• _What the exercise asks_:
Go through the entries below and count the lines holding the word "node". Reply with only the number, please.

[Data excerpts]
------

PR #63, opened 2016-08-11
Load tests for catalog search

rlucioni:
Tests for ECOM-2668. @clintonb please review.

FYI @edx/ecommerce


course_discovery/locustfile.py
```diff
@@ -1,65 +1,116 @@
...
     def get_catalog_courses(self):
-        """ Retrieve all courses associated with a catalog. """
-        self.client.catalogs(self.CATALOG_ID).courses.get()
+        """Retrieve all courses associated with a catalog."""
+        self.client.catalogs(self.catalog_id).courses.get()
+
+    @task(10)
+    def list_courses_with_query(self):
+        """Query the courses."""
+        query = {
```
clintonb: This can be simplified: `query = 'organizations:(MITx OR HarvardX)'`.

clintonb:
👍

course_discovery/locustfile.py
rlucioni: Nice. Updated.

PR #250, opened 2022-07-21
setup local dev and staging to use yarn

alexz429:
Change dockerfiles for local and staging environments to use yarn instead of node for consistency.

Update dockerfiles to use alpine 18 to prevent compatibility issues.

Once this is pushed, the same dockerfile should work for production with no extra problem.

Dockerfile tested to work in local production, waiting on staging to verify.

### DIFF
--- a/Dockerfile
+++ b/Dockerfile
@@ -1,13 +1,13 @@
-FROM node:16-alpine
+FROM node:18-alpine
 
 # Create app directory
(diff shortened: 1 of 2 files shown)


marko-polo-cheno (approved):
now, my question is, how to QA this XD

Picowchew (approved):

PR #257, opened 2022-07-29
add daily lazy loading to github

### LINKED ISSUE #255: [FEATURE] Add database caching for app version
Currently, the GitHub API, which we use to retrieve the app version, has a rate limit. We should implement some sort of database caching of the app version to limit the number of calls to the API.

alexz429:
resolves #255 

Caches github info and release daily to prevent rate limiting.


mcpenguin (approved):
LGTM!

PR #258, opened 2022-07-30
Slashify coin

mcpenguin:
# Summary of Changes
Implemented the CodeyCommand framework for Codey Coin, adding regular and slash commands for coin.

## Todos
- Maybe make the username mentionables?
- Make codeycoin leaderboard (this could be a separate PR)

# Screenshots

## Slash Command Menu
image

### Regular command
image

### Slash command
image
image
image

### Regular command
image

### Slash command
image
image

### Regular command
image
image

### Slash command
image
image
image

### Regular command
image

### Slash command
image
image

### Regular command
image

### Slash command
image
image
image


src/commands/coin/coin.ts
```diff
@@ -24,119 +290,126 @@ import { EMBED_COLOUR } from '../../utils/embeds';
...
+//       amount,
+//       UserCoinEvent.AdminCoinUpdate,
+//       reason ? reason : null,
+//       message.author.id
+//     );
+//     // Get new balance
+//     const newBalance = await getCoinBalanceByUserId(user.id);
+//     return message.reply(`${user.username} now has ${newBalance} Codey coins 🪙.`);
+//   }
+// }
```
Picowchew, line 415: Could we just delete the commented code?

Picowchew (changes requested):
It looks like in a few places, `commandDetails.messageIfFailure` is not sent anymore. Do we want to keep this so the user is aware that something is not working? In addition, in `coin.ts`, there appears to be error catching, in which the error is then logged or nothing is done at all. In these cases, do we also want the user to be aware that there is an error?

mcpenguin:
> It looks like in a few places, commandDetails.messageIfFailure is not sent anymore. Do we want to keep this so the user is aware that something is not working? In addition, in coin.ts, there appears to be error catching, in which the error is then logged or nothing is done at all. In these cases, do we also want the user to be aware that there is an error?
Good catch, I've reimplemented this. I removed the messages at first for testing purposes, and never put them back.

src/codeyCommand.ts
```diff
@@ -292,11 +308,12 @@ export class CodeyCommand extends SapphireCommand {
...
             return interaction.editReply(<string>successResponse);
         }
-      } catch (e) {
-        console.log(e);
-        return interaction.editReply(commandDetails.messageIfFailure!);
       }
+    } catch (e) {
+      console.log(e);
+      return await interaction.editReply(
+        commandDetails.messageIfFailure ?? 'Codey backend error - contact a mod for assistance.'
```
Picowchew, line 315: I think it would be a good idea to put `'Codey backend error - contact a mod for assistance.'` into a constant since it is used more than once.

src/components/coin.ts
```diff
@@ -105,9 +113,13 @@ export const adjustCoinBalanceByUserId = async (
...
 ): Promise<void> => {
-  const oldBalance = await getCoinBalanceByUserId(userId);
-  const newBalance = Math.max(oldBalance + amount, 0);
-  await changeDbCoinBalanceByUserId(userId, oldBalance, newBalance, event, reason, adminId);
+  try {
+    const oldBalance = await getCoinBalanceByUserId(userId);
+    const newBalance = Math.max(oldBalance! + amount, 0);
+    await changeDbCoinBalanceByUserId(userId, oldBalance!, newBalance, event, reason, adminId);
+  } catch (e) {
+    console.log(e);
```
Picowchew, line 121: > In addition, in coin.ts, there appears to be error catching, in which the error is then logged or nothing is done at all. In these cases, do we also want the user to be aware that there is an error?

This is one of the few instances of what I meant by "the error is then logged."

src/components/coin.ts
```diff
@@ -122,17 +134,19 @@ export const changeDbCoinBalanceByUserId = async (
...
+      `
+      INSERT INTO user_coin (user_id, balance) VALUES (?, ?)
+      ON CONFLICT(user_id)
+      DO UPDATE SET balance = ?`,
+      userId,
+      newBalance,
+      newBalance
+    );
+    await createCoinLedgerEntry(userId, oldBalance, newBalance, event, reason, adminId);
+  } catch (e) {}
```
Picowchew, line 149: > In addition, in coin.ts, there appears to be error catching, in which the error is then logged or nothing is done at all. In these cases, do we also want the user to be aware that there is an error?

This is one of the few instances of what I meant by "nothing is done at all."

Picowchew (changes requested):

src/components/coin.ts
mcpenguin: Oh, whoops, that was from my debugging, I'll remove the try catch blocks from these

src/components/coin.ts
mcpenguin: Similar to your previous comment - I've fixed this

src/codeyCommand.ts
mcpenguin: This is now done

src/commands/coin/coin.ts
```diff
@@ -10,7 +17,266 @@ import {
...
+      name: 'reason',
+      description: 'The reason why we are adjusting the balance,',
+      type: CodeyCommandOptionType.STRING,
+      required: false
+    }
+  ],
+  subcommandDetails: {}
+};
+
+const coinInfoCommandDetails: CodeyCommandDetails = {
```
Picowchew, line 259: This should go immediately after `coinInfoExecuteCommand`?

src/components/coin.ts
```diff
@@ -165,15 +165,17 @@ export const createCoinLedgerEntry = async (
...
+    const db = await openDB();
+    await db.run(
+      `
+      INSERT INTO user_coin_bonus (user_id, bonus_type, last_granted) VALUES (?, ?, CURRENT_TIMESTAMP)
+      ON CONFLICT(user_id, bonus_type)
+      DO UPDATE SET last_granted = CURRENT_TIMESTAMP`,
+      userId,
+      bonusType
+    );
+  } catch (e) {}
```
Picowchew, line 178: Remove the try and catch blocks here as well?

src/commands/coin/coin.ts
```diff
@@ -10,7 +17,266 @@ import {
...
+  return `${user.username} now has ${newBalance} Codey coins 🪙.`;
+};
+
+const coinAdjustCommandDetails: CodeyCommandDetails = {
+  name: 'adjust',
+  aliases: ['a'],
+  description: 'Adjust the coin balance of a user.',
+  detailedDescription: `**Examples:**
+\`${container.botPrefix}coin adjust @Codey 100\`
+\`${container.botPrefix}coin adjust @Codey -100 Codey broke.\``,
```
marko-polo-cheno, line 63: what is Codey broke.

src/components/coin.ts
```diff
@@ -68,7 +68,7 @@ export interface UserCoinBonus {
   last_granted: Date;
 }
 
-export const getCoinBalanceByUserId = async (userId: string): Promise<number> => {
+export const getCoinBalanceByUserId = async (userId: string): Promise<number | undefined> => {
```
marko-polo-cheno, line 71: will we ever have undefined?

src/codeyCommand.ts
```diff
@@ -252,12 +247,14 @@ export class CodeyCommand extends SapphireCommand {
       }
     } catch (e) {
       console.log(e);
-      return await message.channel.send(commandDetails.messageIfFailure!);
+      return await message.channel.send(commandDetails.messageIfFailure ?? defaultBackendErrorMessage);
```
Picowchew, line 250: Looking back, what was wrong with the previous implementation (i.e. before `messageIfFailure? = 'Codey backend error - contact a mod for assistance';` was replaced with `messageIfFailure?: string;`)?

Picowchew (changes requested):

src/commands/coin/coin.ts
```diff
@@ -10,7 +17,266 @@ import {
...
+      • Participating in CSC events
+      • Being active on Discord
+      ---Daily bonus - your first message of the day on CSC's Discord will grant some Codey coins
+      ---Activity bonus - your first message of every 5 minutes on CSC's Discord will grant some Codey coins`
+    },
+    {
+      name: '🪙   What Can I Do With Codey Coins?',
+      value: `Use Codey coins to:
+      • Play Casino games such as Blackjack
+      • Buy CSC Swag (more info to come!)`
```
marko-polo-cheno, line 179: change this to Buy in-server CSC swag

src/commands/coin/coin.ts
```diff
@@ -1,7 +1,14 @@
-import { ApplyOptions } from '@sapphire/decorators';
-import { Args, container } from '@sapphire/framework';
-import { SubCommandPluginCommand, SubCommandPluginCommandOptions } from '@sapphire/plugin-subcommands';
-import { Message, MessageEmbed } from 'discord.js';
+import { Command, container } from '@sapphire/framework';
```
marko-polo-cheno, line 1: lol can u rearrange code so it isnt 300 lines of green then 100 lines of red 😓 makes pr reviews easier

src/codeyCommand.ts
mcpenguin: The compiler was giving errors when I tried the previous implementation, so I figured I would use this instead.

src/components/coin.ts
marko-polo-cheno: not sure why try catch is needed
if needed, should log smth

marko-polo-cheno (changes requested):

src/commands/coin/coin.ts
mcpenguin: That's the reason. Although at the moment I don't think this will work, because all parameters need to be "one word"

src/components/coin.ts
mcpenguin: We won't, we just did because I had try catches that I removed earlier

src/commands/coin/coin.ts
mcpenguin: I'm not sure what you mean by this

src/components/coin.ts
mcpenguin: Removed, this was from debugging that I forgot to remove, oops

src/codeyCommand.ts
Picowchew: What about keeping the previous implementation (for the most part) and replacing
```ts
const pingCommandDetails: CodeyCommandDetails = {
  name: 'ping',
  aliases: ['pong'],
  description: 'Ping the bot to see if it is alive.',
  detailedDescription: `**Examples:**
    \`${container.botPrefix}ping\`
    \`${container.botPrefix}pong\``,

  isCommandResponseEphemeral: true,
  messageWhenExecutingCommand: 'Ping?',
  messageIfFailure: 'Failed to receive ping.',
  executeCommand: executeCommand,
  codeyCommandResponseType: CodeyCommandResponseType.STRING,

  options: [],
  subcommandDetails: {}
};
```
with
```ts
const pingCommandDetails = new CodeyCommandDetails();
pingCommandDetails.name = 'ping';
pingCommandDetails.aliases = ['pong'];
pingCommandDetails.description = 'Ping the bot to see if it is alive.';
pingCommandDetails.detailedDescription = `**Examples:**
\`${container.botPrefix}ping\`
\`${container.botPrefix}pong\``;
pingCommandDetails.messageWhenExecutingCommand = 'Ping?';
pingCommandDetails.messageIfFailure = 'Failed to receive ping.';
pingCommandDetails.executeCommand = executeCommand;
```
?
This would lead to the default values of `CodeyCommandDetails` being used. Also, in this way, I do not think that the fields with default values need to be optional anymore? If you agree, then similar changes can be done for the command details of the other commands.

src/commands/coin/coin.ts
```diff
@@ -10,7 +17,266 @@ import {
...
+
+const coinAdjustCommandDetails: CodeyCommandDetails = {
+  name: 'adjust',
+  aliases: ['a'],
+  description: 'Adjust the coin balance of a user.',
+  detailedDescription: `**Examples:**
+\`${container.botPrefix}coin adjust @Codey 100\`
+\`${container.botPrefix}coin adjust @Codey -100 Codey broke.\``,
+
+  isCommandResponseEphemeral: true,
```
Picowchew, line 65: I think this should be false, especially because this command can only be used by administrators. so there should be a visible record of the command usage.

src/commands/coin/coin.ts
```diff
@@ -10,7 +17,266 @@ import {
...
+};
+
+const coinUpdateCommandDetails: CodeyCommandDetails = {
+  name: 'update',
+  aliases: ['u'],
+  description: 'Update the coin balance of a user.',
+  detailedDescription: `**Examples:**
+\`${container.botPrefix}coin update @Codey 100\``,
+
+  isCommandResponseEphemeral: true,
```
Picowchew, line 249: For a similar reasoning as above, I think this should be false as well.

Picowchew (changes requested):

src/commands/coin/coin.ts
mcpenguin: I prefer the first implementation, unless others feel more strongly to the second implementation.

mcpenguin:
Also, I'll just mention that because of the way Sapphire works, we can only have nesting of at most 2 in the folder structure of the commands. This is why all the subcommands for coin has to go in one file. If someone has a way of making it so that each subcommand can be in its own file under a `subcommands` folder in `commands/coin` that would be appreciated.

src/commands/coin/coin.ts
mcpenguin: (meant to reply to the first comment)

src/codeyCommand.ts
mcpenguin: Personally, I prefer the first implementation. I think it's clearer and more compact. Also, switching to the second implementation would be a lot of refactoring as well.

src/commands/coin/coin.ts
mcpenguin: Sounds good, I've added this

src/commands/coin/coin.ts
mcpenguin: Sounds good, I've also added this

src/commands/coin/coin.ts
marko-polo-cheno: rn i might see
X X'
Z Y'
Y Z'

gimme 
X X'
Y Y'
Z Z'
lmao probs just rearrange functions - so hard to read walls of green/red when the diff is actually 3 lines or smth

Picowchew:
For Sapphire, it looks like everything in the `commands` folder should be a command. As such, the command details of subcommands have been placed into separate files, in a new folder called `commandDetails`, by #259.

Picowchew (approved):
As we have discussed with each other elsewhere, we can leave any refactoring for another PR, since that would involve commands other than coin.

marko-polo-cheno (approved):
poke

------

• _Expected answer_:
3